Мэгги была счастливой, какими бывают все девушки в начале нового романа. Она говорила по-испански, остальные мужчины в миссии и в барах мне слегка завидовали, так что я не сомневался, что мне крупно повезло.
За трудовую неделю мы наградили себя уик-эндом с нырянием. Вся группа погрузилась в самолетик с раздолбанными сиденьями и вылетела на остров Руатан. Такси промчало мимо роскошных многоэтажных гостиниц и высадило нас в крохотном поселке Вест Энд с одной-единственной немощеной улицей и разноцветными фанерными домиками в широколистных зарослях. Я поселился на отшибе, в райски прекрасной оконечности лагуны. Таким, наверное, был Ки Вест во времена Хемингуэя: узкий песчаный спуск к океану по тропке в банановых зарослях, тишина, которую нарушают только крики птиц, одиночество, лопасти вентилятора над кроватью с сетчатым пологом, ночные ныряния.
Но со мной в моем раю оказалась моя Ева. Мэгги поселилась в моем бунгало, это выглядело как само собой разумеющееся. У меня не хватило духу воспротивиться.
С каждым днем она становилась все утомительнее. Мэгги любила болтать, смеяться, слушать громкий рок. Я же предпочитал плавать, нырять, читать и наслаждаться одиночеством, ставшим таким притягательным с тех пор, как оно оказалось недоступным. Нет, я понимал, что бедняжка ни в чем не виновата, и не мог не считаться с ней. Чем меньше удовольствия я получал от ее общества, тем сильнее становилось чувство вины. Поэтому вместо ночных ныряний я безропотно таскался с ней на дискотеку, которую устраивали на огромном помосте в конце длинного пирса, вместе с прочими туристами смотрел в спортбаре трансляции европейского футбола и ужинал в ресторанах с остальной компанией. На ночь я по ее требованию закупоривал все окна и включал кондиционер, хотя предпочел бы слышать во сне звуки тропической ночи.

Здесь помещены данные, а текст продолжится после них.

PR #875, opened 2021-02-17
Add edit command to help output and Bash completion

helpermethod:
This PR adds the `edit` command to the `help` output and the Bash completion.

### DIFF
--- a/contrib/completion/bash/sdk
+++ b/contrib/completion/bash/sdk
@@ -6,7 +6,7 @@ _sdk() {
 
 	case "$previous_word" in
 		sdk) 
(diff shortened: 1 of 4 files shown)


marc0der (approved):

marc0der:
Seeing it like this, it actually doesn't make much sense to me. What are we editing? The intent of this command seems very ambiguous to me. Why don't we call it `config` instead?

helpermethod:
You are absolutely correct! Let's rename it to `config`!

helpermethod:
Hi @marc0der, I've renamed the `edit` command to `config` even it's a little bit outside the scope of the ticket. I hope this is okay for you 🙇 .

marc0der (approved):

PR #878, opened 2021-02-26
Fix: always env clear when leaving dir

reitzig:
The previous logic did not clear the environment when the user switches between two directories with `.sdmanrc`.
Now we always clear (if an environment was set), and _then_ load the new one, if any.

### DIFF
--- a/src/main/bash/sdkman-init.sh
+++ b/src/main/bash/sdkman-init.sh
@@ -178,20 +178,22 @@ export PATH
 if [[ "$sdkman_auto_env" == "true" ]]; then
 	if [[ "$zsh_shell" == "true" ]]; then
 		function sdkman_auto_env() {
+			if [[ -n $SDKMAN_ENV ]] && [[ ! $PWD =~ ^$SDKMAN_ENV ]]; then
+				sdk env clear
+			fi
 			if [[ -f .sdkmanrc ]]; then
 				sdk env
-			elif [[ -n $SDKMAN_ENV ]] && [[ ! $PWD =~ ^$SDKMAN_ENV ]]; then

Посреди залива на двух якорях дрейфовала заброшенная яхта. Мы залезали на палубу по веревочной лестнице и загорали там. К мачте был привязан канат, если как следует раскачаться, можно было, как на тарзанке, спрыгнуть с верхотуры в море. Как-то к яхте подплыли две девушки-англичанки. Я помог им взобраться и с удовольствием болтал с ними, пока не заметил, что Мэгги скисла. Так я догадался, что я «при Мэгги» и другие девушки для меня недоступны. Тогда я окончательно понял, что этот расклад – доступ к одной в обмен на воздержание от всех других – меня не устраивает. Не потому что я такой ненасытный, а потому что хочу быть свободным.

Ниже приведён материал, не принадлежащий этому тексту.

PR #887, opened 2021-03-26
Fix broken tests on Mac OSX

### LINKED ISSUE #873: Bug: Tests on Mac OSX are not running anymore
**Bug report**
After changes to the platform inference, multiple tests stopped working on Mac OSX.

**To reproduce**

**System info**
- macOS Catalina
-GNU bash, Version 5.0.17(1)-release (x86_64-apple-darwin18.7.0)
- SDKMAN master+647

There seem to be multiple problems which lead to the tests failing. 

1. `UnixUtils.groovy` infers the wrong platform

UnixUtils.groovy expects `System.getProperty("os.name")` to resolve to `Darwin`, while it actually resolves to `Mac OS X`.

```
jshell> System.getProperty("os.name")
$1 ==> "Mac OS X"
```

Interestingly, `uname -s` returns `Darwin` on my machine 😕. 

2. `UnameStub` by default uses platform/kernel `Linux` and machine `X86_64`. This causes problems on Mac OSX, because SDKMAN! then chooses a non-compatible version of `sed`.

This could probably be fixed by replacing the platform-dependent code with shell builtins (this would also slightly improve performance, as less processes need to be forked).

helpermethod:
Fixes #873.

### DIFF
--- a/src/test/groovy/sdkman/specs/PlatformSpec.groovy
+++ b/src/test/groovy/sdkman/specs/PlatformSpec.groovy
@@ -1,9 +1,13 @@
 package sdkman.specs
 
+import sdkman.stubs.UnameStub
 import sdkman.support.SdkmanEnvSpecification
 
 class PlatformSpec extends SdkmanEnvSpecification {
+	UnameStub unameStub
+
 	def setup() {
+		unameStub = UnameStub.prepareIn(new File(sdkmanBaseDirectory, "bin"))
 		sdkmanBashEnvBuilder.withCandidates(["groovy"])
 	}
 
--- a/src/test/groovy/sdkman/specs/PlatformSpec.groovy
+++ b/src/test/groovy/sdkman/specs/PlatformSpec.groovy
@@ -1,13 +1,9 @@
 package sdkman.specs
 
-import sdkman.stubs.UnameStub
 import sdkman.support.SdkmanEnvSpecification
 
 class PlatformSpec extends SdkmanEnvSpecification {
-	UnameStub unameStub
-
 	def setup() {
-		unameStub = UnameStub.prepareIn(new File(sdkmanBaseDirectory, "bin"))
 		sdkmanBashEnvBuilder.withCandidates(["groovy"])
 	}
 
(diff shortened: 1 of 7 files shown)


marc0der:
Awesome work!

I merged a fix to get the build green. Would you mind rebasing on master to get this green?

src/test/groovy/sdkman/support/SdkmanEnvSpecification.groovy
```diff
@@ -11,7 +10,6 @@ abstract class SdkmanEnvSpecification extends BashEnvSpecification {
 	SdkmanBashEnvBuilder sdkmanBashEnvBuilder
 
 	CurlStub curlStub
-	UnameStub unameStub
```
marc0der, line 14: It feels like this should be here because it is a base class for all the specs. wdyt?

src/test/groovy/sdkman/specs/PlatformSpec.groovy
```diff
@@ -1,9 +1,13 @@
 package sdkman.specs
 
+import sdkman.stubs.UnameStub
 import sdkman.support.SdkmanEnvSpecification
 
 class PlatformSpec extends SdkmanEnvSpecification {
+	UnameStub unameStub
```
marc0der, line 7: Is it possible to rely on the base class here if we put it back into the `SdkmanEnvSpecification`? The purpose of that class is, so we don't need to create any fixture like this manually.

helpermethod: The problem is that if you call `UnameStub.prepareIn` in the base class it will always create an empty `uname` file, which will break a lot of tests on non-Linux systems. Calling `prepareIn` only makes sense if you also call `forKernel` and `forMachine` *and* `build`.

helpermethod: Or maybe I misunderstood you 😄 .

helpermethod: The fixture is now created in the base class again.

helpermethod:
Okay, one last try 😄 . Now the `UnameStub` is *always* used but platform / arch / machine are resolved from Java system properties.

marc0der (approved):
Great stuff!

Issue #681, opened 2018-12-13
SDKMAN warns about update while there is none


mhogerheijde:
Please tick one:
- [ ] this is a new Feature Request, a conversation was started in the [Gitter CLI Development Room](https://gitter.im/sdkman/cli-dev).
- [x] this is a new Bug Report or Issue, a conversation was started on [Twitter](https://twitter.com/mhogerheijde/status/1072868313846312964).

Please explain the Issue / Feature Request here:

SDKMAN warned me that there was an update, while there actually wasn't:

```
ATTENTION: A new version of SDKMAN is available...

The current version is 5.7.3+337, but you have 5.7.3+337

Would you like to upgrade now? (Y/n): Y
No update available at this time.
```

I don't know how to reproduce the issue, using the `sdk update` command immediately tells me there are no updates.

![screenshot from 2018-12-12 15-52-08](https://user-images.githubusercontent.com/1466140/49922600-7cb98680-feb1-11e8-83bb-3cd0b0daefeb.png)

See also discussion on twitter: https://twitter.com/mhogerheijde/status/1072868313846312964

Details about my system:

```
$ lsb_release -a
No LSB modules are available.
Distributor ID: Ubuntu
Description:    Ubuntu 18.10
Release:        18.10
Codename:       cosmic
$ zsh --version
zsh 5.5.1 (x86_64-ubuntu-linux-gnu)
$ xfce4-terminal --version
xfce4-terminal 0.8.7.4 (Xfce 4.12)
$ tmux -V
tmux 2.7
```

marc0der:
Hi @mhogerheijde 

I see two things that might be the cause of what you're seeing here. Firstly, please check to see that your xfce terminal isn't set to use a login shell. This often causes problems with the state update of the shell. The other thing that might be causing issues is the use of tmux, which could be causing some state bleeding between shells.

And of course, there is the possibility that there might be an interaction between both of these, which might explain the very odd message we are seeing. Shell environment are very fragile, so writing tooling that works across all combinations and permutations is very tricky indeed.

mhogerheijde:
```
$ echo $0
-zsh
```

I think that means that I do use a login-shell? Although i have this option disabled

![screenshot from 2018-12-14 12-07-38](https://user-images.githubusercontent.com/1466140/50000148-f24c5200-ff98-11e8-8b0f-e945b8531e39.png)

[...]

PR #888, opened 2021-03-27
Fix update warn on new shells for update cmd

felipecrs:
Fixes https://github.com/sdkman/sdkman-cli/issues/681.

### DIFF
--- a/src/main/bash/sdkman-main.sh
+++ b/src/main/bash/sdkman-main.sh
@@ -69,11 +69,12 @@ function sdk() {
 	# Various sanity checks and default settings
 	#
 
-	# Check version and candidates cache
+	# Check candidates cache
 	if [[ "$COMMAND" != "update" ]]; then
 		___sdkman_check_candidates_cache "$SDKMAN_CANDIDATES_CACHE" || return 1
-		___sdkman_check_version_cache
 	fi
+	# Check version cache
+	___sdkman_check_version_cache
 
 	# Always presume internet availability
 	SDKMAN_AVAILABLE="true"


felipecrs:
I tested locally and it indeed fixes the issue. How to reproduce the issue:

https://github.com/sdkman/sdkman-cli/issues/681#issuecomment-802210852

marc0der:
Hi @felipecrs, happy to merge this but could you please explain exactly what the effect of your change is? It wasn't very apparent from the linked comment.

Also, if at all possible, it would be great to have a test that validates this fix. I realise that this is probably not feasible.

felipecrs:
Well, in short, `sdk update` command was warning about a new version of `sdkman` available on its execution while there was none.

This issue happened because the `update` command was the only one which was not calling the `___sdman_check_version_cache` (therefore the remote version was not being defined and it caused the sdk update check to misbehave), and I could not find any reason why it was filtered just for this command.

I'll think about how feasible it is to create a test for it.

felipecrs:
Hey @marc0der, it will be a bit complex to create a test case for this because:

1. It would require spawning clean shells
2. Rewrite the `~/.sdkman/vars/` files
3. Depend on an external server to know the latest remote version
4. Make sure the current local version is the same of the dynamic remote version
5. Or, for a negative test, make sure it's not the same as the remote version which would trigger an update

It should be possible somehow, but I don't think it actually worth it. The good news is that no tests were broken.

marc0der (approved):

marc0der:
Thanks for contributing!

PR #26, opened 2016-04-11
Remove invalid function parameters.

varunpatro:
Because of GPU.js's strict restrictions, the function passed to the kernel cannot have variable number of arguments passed to it.

Hence, either the `render` function should be called with a value or the function passed to the `createKernel` method should not accept any arguments. Because the function does not require any arguments, it's signature should not require any arguments as well.


fuzzie360:
Thanks for taking the time to fix the typo.

PR #56, opened 2016-12-25
fix(isWebgl): return a boolean

cazala:
This is to make `gpu.supportWebgl()` return a boolean instead of a function.

gpu

### DIFF
--- a/src/utils.js
+++ b/src/utils.js
@@ -355,7 +355,7 @@ var GPUUtils = (function() {
 	function isWebgl( webglObj ) {
 		return (
 			webglObj != null &&
-			webglObj.getExtension
+			!!webglObj.getExtension
 		);
 	}
 	GPUUtils.isWebgl = isWebgl;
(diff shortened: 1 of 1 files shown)


src/utils.js
```diff
@@ -355,7 +355,7 @@ var GPUUtils = (function() {
 	function isWebgl( webglObj ) {
 		return (
 			webglObj != null &&
-			webglObj.getExtension
+			!!webglObj.getExtension
```
robertleeplummerjr: Why not just: `webglObj.hasOwnProperty('getExtension')`

robertleeplummerjr: More characters, but no truthy, only truth.

robertleeplummerjr:
@cazala is on fire!

PicoCreator:
@cazala & @robertleeplummerjr - Thanks for the pull, sorry for the delay. It has been merged in. 

Cheers =)

robertleeplummerjr:
(it was a pleasure)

Я честно выполнил все, чего требовала Мэгги, в качестве расплаты за романтическое приключение. Поездка была испорчена, но для меня все заканчивалось в Гондурасе. По прилете в Лос-Анджелес я твердо намеревался вернуться к обычной жизни.
У Мэгги были иные планы. Она сочла, что я поступил с ней непорядочно – использовал и бросил. Она хотела знать почему. Попытка охладить ее пыл рациональными объяснениями оказалась такой же успешной, как попытка охладить кока-колу в морозильнике: Мэгги взорвалась. Для меня она была славной, милой девушкой, одной из многих, и так я это и хотел оставить. Ей же я совершенно ошибочно показался то ли единственным, то ли лучшим из того, что на тот момент имелось, и она хотела, чтобы я стал последним. Меня грызли ощущение вины и злость на самого себя. Ни на том, ни на другом нельзя строить счастливый брак.

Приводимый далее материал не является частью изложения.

PR #65, opened 2017-04-20
Fix flatten performance for larger array sizes

### LINKED ISSUE #64: Errors with very large arrays
Hi,

When trying to execute a GPU function on a large array (1920x1080x3 which represents a 1920x1080 picture with 3 color components) it fails with the following error:
"RangeError: too many arguments provided for a function call" on Firefox
"RangeError: Maximum call stack size exceeded" on Chrome.

See attached example, which do has non-op function to exhibit the issue: https://drive.google.com/file/d/0BxAjgoe3PaRwaTFHMUsxWG1xV2c/view?usp=sharing
It works when working on smaller arrays, but fails on large ones.

I'm not sure how big arrays are common in Javascript (I feel like Firefox or Chrome have issues handling them anyway) but such arrays don't sound that big to me, particularly for taking full advantage of GPU operations by working on big data set.

robertleeplummerjr:
Fixes #64.

### DIFF
--- a/src/backend/mode_gpu.js
+++ b/src/backend/mode_gpu.js
@@ -57,24 +57,34 @@
 		return ret;
 	}
 
-	function flatten(arr) {
-		if (GPUUtils.isArray(arr[0])) {
-			if (GPUUtils.isArray(arr[0][0])) {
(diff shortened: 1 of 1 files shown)


robertleeplummerjr:
housekeeping

PR #66, opened 2017-05-08
Experimental node es6

robertleeplummerjr:
This also adds cpu kernel writer, which significantly improves speed on cpu.  In-fact, side by side it'll be many times faster than native javascript.


robertleeplummerjr:
This is currently failing for cpu, but I'm curious if it should be supported:
```js
var gpu = new GPU({ mode: mode });
	
	var f = gpu.createKernel(function(a, b) {
		function custom_adder(a,b) {
			return a+b;
		}
		
		return custom_adder(a[this.thread.x], b[this.thread.x]);
	}, {
		dimensions : [6]
	});
```

If I were to pseudoscript this, it'd look like:
"for each first make a function and then use it to add a to b in that function"
```
new Array(1000000).forEach((a) => {
  function add(a, b) { return a + b; }
  return add(a, 100);
});
```

It just seems confusing.

robertleeplummerjr:
As a follow up, the already implemented and seemingly more refined (imho):
```js
var gpu = new GPU({ mode: mode });
gpu.addFunction(function custom_adder(a,b) {
  return a+b;
});
var f = gpu.createKernel(function(a, b) {
  return custom_adder(a[this.thread.x], b[this.thread.x]);
}, {
  dimensions : [6]
});
```

is not only easier to understand, call, or look at, it already works perfectly.

robertleeplummerjr:
The next item is: what instance of what object owns the canvas and webgl context?  Should it be the instance of the kernel, the runner, or of GPU itself?

robertleeplummerjr:
All unit tests with the exception of the above comments are running correctly, fyi.

robertleeplummerjr:
note: still need to get graphical working

robertleeplummerjr:
note: graphical working

robertleeplummerjr:
With insight from https://gitter.im/gpujs/gpu.js?at=59171504631b8e4e61d09d05, closing, and will reopen on `develop` branch.

PR #104, opened 2017-06-30
CPU fallback and tests fix

abhisheksoni27:


src/gpu.js
```diff
@@ -130,6 +130,13 @@ module.exports = class GPU {
 	/// 	{Function} callable kernel function
 	///
 	createKernels() {
+		if (!utils.isWebGlDrawBuffersSupported) {
```
robertleeplummerjr: This needs to move a few more lines down, and needs to accept settings.

abhisheksoni27: Moved. 

Also, The `utils.isWebGlDrawBuffersSupported` method, as it is defined in `utils`, doesn't take in any `settings`? 

It's a getter for a field. [utils.js | Line358](https://github.com/gpujs/gpu.js/blob/develop/src/utils.js#L358)

What did you mean by "needs to accept settings"? :thinking:

robertleeplummerjr:
very nice sir!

С тех пор у меня на работе появилась недоброжелательница, в больнице за мной закрепилась репутация бабника, а сам я поклялся никогда больше не смотреть на женщин-коллег глазами голодного самца. Правда, с тех пор как в операционной появилась хорошенькая врач-интерн из России, Екатерина Соболева, мне все чаще приходилось напоминать себе об этом обещании.